Produire davantage d’énergies renouvelables peut éviter des conflits.
Penser, envisager, imaginer des politiques climatiques plus globales pourrait faire pencher la bascule du bon côté et transformer l’essai de l’accord de Paris. L’une des questions souvent mises de côté par ignorance ou intérêt est celle des cobénéfices climatiques. « On ne parle pas souvent des avantages qu’on tire des politiques climatiques, alors que c’est du concret. Par exemple, détaille Sandrine Mathy, directrice de recherches au CNRS et économiste de l’environnement, produire davantage d’énergies renouvelables peut améliorer la sécurité énergétique, diminuer la précarité énergétique, stabiliser les prix, éviter des conflits dans certains pays… Autre exemple : diminuer les déplacements en voiture diminue aussi le bruit et la pollution, peut augmenter la marche ou le vélo et les bénéfices sur la santé des populations. Sans oublier les cobénéfices sur la biodiversité, qui est un enjeu extrêmement important : des actions sur la reforestation, la protection des forêts peuvent avoir des impacts sur les sols, sur les plantes pour la médecine, sur lespeuples indigènes… » « Les premiers travaux de recherche sur ce sujet montrent qu’en prenant en compte les cobénéfices des politiques climatiques, ces derniers sont supérieurs au coût de la décarbonation », ajoute-t-elle.
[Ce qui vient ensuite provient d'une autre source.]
PR #3920, opened 2023-05-05
Strictify //enterprise/app/tap

iain-macdonald:
**Related issues**: N/A

### DIFF
--- a/enterprise/app/tap/tap.tsx
+++ b/enterprise/app/tap/tap.tsx
@@ -727,10 +727,12 @@ class InnerTopBar extends React.Component<InnerTopBarProps, InnerTopBarState> {
   private tooltipPortal?: HTMLDivElement;
 
   componentWillMount() {
-    this.tooltipPortal!.style.position = "fixed";
-    this.tooltipPortal!.style.zIndex = "1";
-    this.tooltipPortal!.style.opacity = "0";
-    document.body.appendChild(this.tooltipPortal!);
+    const tooltipPortal = document.createElement("div");
+    tooltipPortal.style.position = "fixed";
+    tooltipPortal.style.zIndex = "1";
+    tooltipPortal.style.opacity = "0";
+    document.body.appendChild(tooltipPortal);
+    this.tooltipPortal = tooltipPortal;
   }
 
   componentWillUnmount() {
--- a/enterprise/app/tap/tap.tsx
+++ b/enterprise/app/tap/tap.tsx
@@ -9,6 +9,7 @@ import { invocation } from "../../../proto/invocation_ts_proto";
 import { target } from "../../../proto/target_ts_proto";
 import { Subscription } from "rxjs";
 import router from "../../../app/router/router";
+import { google as google_duration } from "../../../proto/duration_ts_proto";
 import format from "../../../app/format/format";
 import { clamp } from "../../../app/util/math";
 import { FilterInput } from "../../../app/components/filter_input/filter_input";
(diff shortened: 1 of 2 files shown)


enterprise/app/tap/tap.tsx
```diff
@@ -403,33 +409,57 @@ export default class TapComponent extends React.Component<Props, State> {
...
+
+    if (!firstStats && !secondStats) {
+      return 0;
+    } else if (!firstStats) {
+      return 1;
+    } else if (!secondStats) {
+      return -1;
+    }
+
+    if (this.getSortMode() == "target") {
```
jdhollen, line 426: I don't think this matters a ton, but putting this block (target behavior) before the nullish stats checks would make the behavior more like what it was before, right?

enterprise/app/tap/tap.tsx
```diff
@@ -610,18 +644,18 @@ export default class TapComponent extends React.Component<Props, State> {
...
 
                       let destinationUrl = `/invocation/${status.invocationId}?target=${encodeURIComponent(
-                        targetHistory.target.label
+                        targetHistory.target?.label || ""
                       )}`;
                       let title =
                         this.getColorMode() == "timing"
-                          ? `${this.durationToNum(status.timing.duration).toFixed(2)}s`
-                          : this.statusToString(status.status);
+                          ? `${(this.durationToNum(status.timing?.duration) || 0).toFixed(2)}s`
```
jdhollen, line 651: Yeah, could simplify this by making the signature for durationToNum a little cleaner.

enterprise/app/tap/tap.tsx
```diff
@@ -685,15 +719,13 @@ class InnerTopBar extends React.Component<InnerTopBarProps, InnerTopBarState> {
   private hoveredCommitInfo = React.createRef<HTMLDivElement>();
   private hoveredCommitPointer = React.createRef<HTMLDivElement>();
   // TODO(bduffany): Use a generic tooltip component.
-  private tooltipPortal: HTMLDivElement;
+  private tooltipPortal: HTMLDivElement = document.createElement("div");
```
jdhollen, line 722: ehhh, rather than doing this outside of the lifecycle, how about just doing ! on the relevant callsites?

jdhollen (changes requested):

enterprise/app/tap/tap.tsx
```diff
@@ -216,36 +216,40 @@ export default class TapComponent extends React.Component<Props, State> {
       let stats: Stat = { count: 0, pass: 0, totalDuration: 0, maxDuration: 0, avgDuration: 0 };
       for (let status of targetHistory.targetStatus) {
         stats.count += 1;
-        let duration = this.durationToNum(status.timing.duration);
+        let duration = this.durationToNum(status.timing?.duration);
```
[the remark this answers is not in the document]
iain-macdonald: Done

enterprise/app/tap/tap.tsx
iain-macdonald: Yup, done

enterprise/app/tap/tap.tsx
iain-macdonald: Done

enterprise/app/tap/tap.tsx
iain-macdonald: Done

jdhollen (approved):

PR #3922, opened 2023-05-08
Separate encrypted content on disk.

vadimberezniker:
The same digest may exist in the cache in both unencrypted and encrypted formats.

**Related issues**: N/A


maggie-lou:
Kind of unrelated to this PR, but do you think our customers will want all of their unencrpyted data deleted from the cache when they turn on encryption? Or is the plan to just let the un-encrypted entries expire after the TTL

maggie-lou (approved):

vadimberezniker:
> Kind of unrelated to this PR, but do you think our customers will want all of their unencrpyted data deleted from the cache when they turn on encryption? Or is the plan to just let the un-encrypted entries expire after the TTL

It's not practical to delete previously encrypted content when enabling encryption. We will make sure to document that enabling encryption does not affect previously written artifacts.

jdhollen (approved):

PR #3929, opened 2023-05-08
Mark last chunk so we can detect truncation.

vadimberezniker:
**Related issues**: N/A


enterprise/server/crypter_service/crypter_service.go
```diff
@@ -548,6 +548,7 @@ func (d *Decryptor) Read(p []byte) (n int, err error) {
 		// ErrUnexpectedEOF indicates that the underlying reader returned EOF
 		// before the buffer could be filled, which is expected on the last
 		// chunk.
+		lastChunk := err == io.ErrUnexpectedEOF
```
maggie-lou, line 551: Could there be an edge case where the reader perfectly fills the buffer on the read of the final chunk and doesn't return EOF? Would that prevent the final chunk from being read correctly?

vadimberezniker: Yes, good point. A file written normally would always have a non-full chunk at the end, but we also want to make sure that the file cannot be truncated after the fact. I've added a check to make sure we actually come across a "last chunk" chunk before we finish with the reader.

jdhollen (approved):

PR #3931, opened 2023-05-08
timing profile breakdown: take into account event.cat

luluz66:
1. use cat = "remote output download" for reporting download
   outputs
2. use both name = "subprocess.run" and cat = "local action execution"
   for "Executing locally"
3. Remove Objc and Swift compilation. Events with "SwiftCompile" and
   "ObjcCompile" can be in two different categories "local action execution" and
   "Remote execution process wall time". As a result, we are double accounting
   for SwiftComiple and ObjcCompile

**Related issues**:
https://github.com/buildbuddy-io/buildbuddy-internal/issues/1831

### DIFF
--- a/app/invocation/invocation_breakdown_card.tsx
+++ b/app/invocation/invocation_breakdown_card.tsx
@@ -6,6 +6,7 @@ import { getChartColor } from "../util/color";
 
 interface Props {
   durationMap: Map<string, number>;
+  durationByCategoryMap: Map<string, number>;
 }
 
 interface Datum {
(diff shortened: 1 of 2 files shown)


app/invocation/invocation_timing_card.tsx
```diff
@@ -140,6 +142,12 @@ export default class InvocationTimingCardComponent extends React.Component<Props
         } else {
           this.state.durationMap.set(event.name, event.dur);
         }
+
+        if (this.state.durationByCategoryMap.get(event.cat)) {
```
jdhollen, line 146: i think if you wanna make this a one-liner, you can do...

`set(event.cat, (this.state.durationByCategoryMap.get(event.cat) || 0) + event.dur)`

side note, this usage of a map in state is.. unusual and the map might as well be a regular member of the class (updating it this way wouldn't cause a re-render), but that's unrelated to this change.

app/invocation/invocation_breakdown_card.tsx
```diff
@@ -6,6 +6,7 @@ import { getChartColor } from "../util/color";
 
 interface Props {
   durationMap: Map<string, number>;
+  durationByCategoryMap: Map<string, number>;
```
jdhollen, line 9: seeing as these are both Map<string,number> with very similar names, it's probably worth documenting what the difference is and what can be found in each one

jdhollen (changes requested):

app/invocation/invocation_breakdown_card.tsx
luluz66: Done.

app/invocation/invocation_timing_card.tsx
luluz66: Done.

jdhollen (approved):

siggisim (approved):

PR #3935, opened 2023-05-09
Restart soci-store if it dies

iain-macdonald:
**Related issues**: N/A

### DIFF
--- a/enterprise/server/remote_execution/containers/podman/podman.go
+++ b/enterprise/server/remote_execution/containers/podman/podman.go
@@ -90,33 +90,25 @@ type Provider struct {
 	streamableImages []string
 }
 
-func runSociStore(ctx context.Context) error {
-	// If the store crashed, the path must be unmounted to recover.
-	syscall.Unmount(sociStorePath, 0)
+func runSociStore(ctx context.Context) {
+	for {
+		log.Infof("Starting soci store")
+		sociStoreDir := sociStorePath
+		cmd := exec.CommandContext(ctx, "sudo", "/home/iain/soci-snapshotter-grpc/out/soci-store", sociStoreDir)
+		logWriter := log.Writer("[socistore] ")
+		cmd.Stderr = logWriter
+		cmd.Stdout = logWriter
+		cmd.Run()
 
-	log.Infof("Starting soci store")
-	sociStoreDir := sociStorePath
-	cmd := exec.CommandContext(ctx, "soci-store", sociStoreDir)
-	logWriter := log.Writer("[socistore] ")
-	cmd.Stderr = logWriter
-	cmd.Stdout = logWriter
-	if err := cmd.Start(); err != nil {
-		return status.UnavailableErrorf("could not start soci store: %s", err)
+		log.Infof("Detected soci store crash, restating")
+		// If the store crashed, the path must be unmounted to recover.
+		syscall.Unmount(sociStorePath, 0)
 	}
-
-	// To prevent podman trying to read from the soci-store directory
-	// before it's ready (which can take a few hundred ms), wait for up to
-	// one second for soci-store to start up. Note that this is happening
-	// during executor start up so it won't affect RBE times.
-	if err := disk.WaitUntilExists(context.Background(), sociStoreDir, disk.WaitOpts{}); err != nil {
-		return status.UnavailableErrorf("soci-store failed to start: %s", err)
-	}
-	return nil
 }
 
 func NewProvider(env environment.Env, imageCacheAuthenticator *container.ImageCacheAuthenticator, buildRoot string) (*Provider, error) {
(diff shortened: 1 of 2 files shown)


vadimberezniker:
Hate to disappoint you, but today healthchecks has no effect on whether or not executors pick up work. We should change that, but it's not currently the case.

vadimberezniker:
As discussed, we can put this in as a defense in case the soci store can't come back, but we can recover faster if we try to restart the process if we detect that it has crashed.

enterprise/server/remote_execution/containers/podman/podman.go
```diff
@@ -119,6 +121,21 @@ additionallayerstores=["/var/lib/soci-store/store:ref"]
...
 			return nil, status.UnavailableErrorf("soci-store failed to start: %s", err)
 		}
+
+		// TODO(iain): there's a concurrency bug in soci-store that causes it
+		// to die occasionally. Report the executor as unhealthy if the
+		// soci-store directory doesn't exist for any reason.
+		env.GetHealthChecker().AddHealthCheck(
+			"soci_store", interfaces.CheckerFunc(
+				func(ctx context.Context) error {
+					if _, err := os.Stat(sociStorePath); err == nil {
```
vadimberezniker, line 131: Have you verified that os.Stat() returns an error? Just want to check that a fuse error leads to a Stat error because technically the mount point is still there.

iain-macdonald: Yeah, I confirmed it returns a "transport not connected" error

iain-macdonald:
Updated to restart the store if it crashes and added a defensive check when creating the podman container, PTAL

enterprise/server/remote_execution/containers/podman/podman.go
```diff
@@ -112,13 +123,24 @@ additionallayerstores=["/var/lib/soci-store/store:ref"]
...
+						return nil
+					} else {
```
vadimberezniker, line 138: nit: unbalanced parenthesis in error message

enterprise/server/remote_execution/containers/podman/podman.go
```diff
@@ -87,17 +90,25 @@ type Provider struct {
...
+		cmd := exec.CommandContext(ctx, "soci-store", sociStoreDir)
 		logWriter := log.Writer("[socistore] ")
 		cmd.Stderr = logWriter
 		cmd.Stdout = logWriter
-		if err := cmd.Start(); err != nil {
-			return nil, status.UnavailableErrorf("could not start soci store: %s", err)
-		}
+		cmd.Run()
+
+		log.Infof("Detected soci store crash, restating")
```
vadimberezniker, line 103: nit: restarting

enterprise/server/remote_execution/containers/podman/podman.go
```diff
@@ -87,17 +90,25 @@ type Provider struct {
...
+		// If the store crashed, the path must be unmounted to recover.
+		syscall.Unmount(sociStorePath, 0)
```
vadimberezniker, line 105: We should add some kind of cooldown here (even if it's a simple `time.Sleep(500 * time.Millisecond)` for now) in case socistore is crash looping.

enterprise/server/remote_execution/containers/podman/podman.go
```diff
@@ -129,22 +151,27 @@ additionallayerstores=["/var/lib/soci-store/store:ref"]
...
 	imageIsStreamable := false
 	for _, streamableImage := range p.streamableImages {
 		if image == streamableImage {
 			imageIsStreamable = true
 			break
 		}
 	}
+	if imageIsStreamable {
+		if err := disk.WaitUntilExists(context.Background(), sociStorePath, disk.WaitOpts{}); err != nil {
+			return nil, status.UnavailableErrorf("soci-store failed to start: %s", err)
```
vadimberezniker, line 164: nit: failed to start -> not available

vadimberezniker (approved):

enterprise/server/remote_execution/containers/podman/podman.go
iain-macdonald: Fixed

enterprise/server/remote_execution/containers/podman/podman.go
iain-macdonald: Yeah, sounds good

enterprise/server/remote_execution/containers/podman/podman.go
iain-macdonald: Fixed

enterprise/server/remote_execution/containers/podman/podman.go
iain-macdonald: Fixed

La lassitude à l’orée de ces conférences climat qui s’enchaînent chaque année sans débouché concret n’est plus un secret. Cependant, la dimension universelle de l’accord de Paris donne quelques espoirs. Pour Sandrine Mathy, la COP 21 a aussi permis une « inversion du paradigme » permettant aux pays de proposer eux-mêmes leurs objectifs en fonction de leurs priorités nationales (en termes d’environnement, de priorités socio-économiques, de sécurité énergétique, de commerce international…). « Avant, le climat était déconnecté des autres enjeux planétaires, donc le partage des coûts de réduction des émissions de GES était perçu comme un fardeau pour les économies. D’où l’échec de Copenhague en 2009 », raconte-t-elle. Les ONG persistent à se rendre aux COP pour porter la voix de celles et ceux rarement entendus, ou absents, en particulier cette année. Les craintes liées au covid-19 et les coûts exorbitants des hébergements compliquent en effet la venue de certaines délégations des pays du Sud.
« Face aux limites des COP, il faut se concentrer sur la mise en œuvre des stratégies climat dans chaque pays. La pression des citoyens dans chaque État est déterminante ! Et notamment en France, puisqu’on entre dans une période d’élection présidentielle et de présidence de l’Union européenne en janvier 2022 », souligne Armelle Le Comte. Une journée mondiale d’action pour la justice climatique est prévue dans de nombreux pays le 6 novembre afin de remplir trois missions : nommer les principaux dirigeants responsables de l’inaction climatique, dénoncer l’inaction climatique comme crime contre l’humanité en soutien aux peuples autochtones et aux pays du Sud, et appeler à l’action pour montrer que les liens existent entre l’international et le local.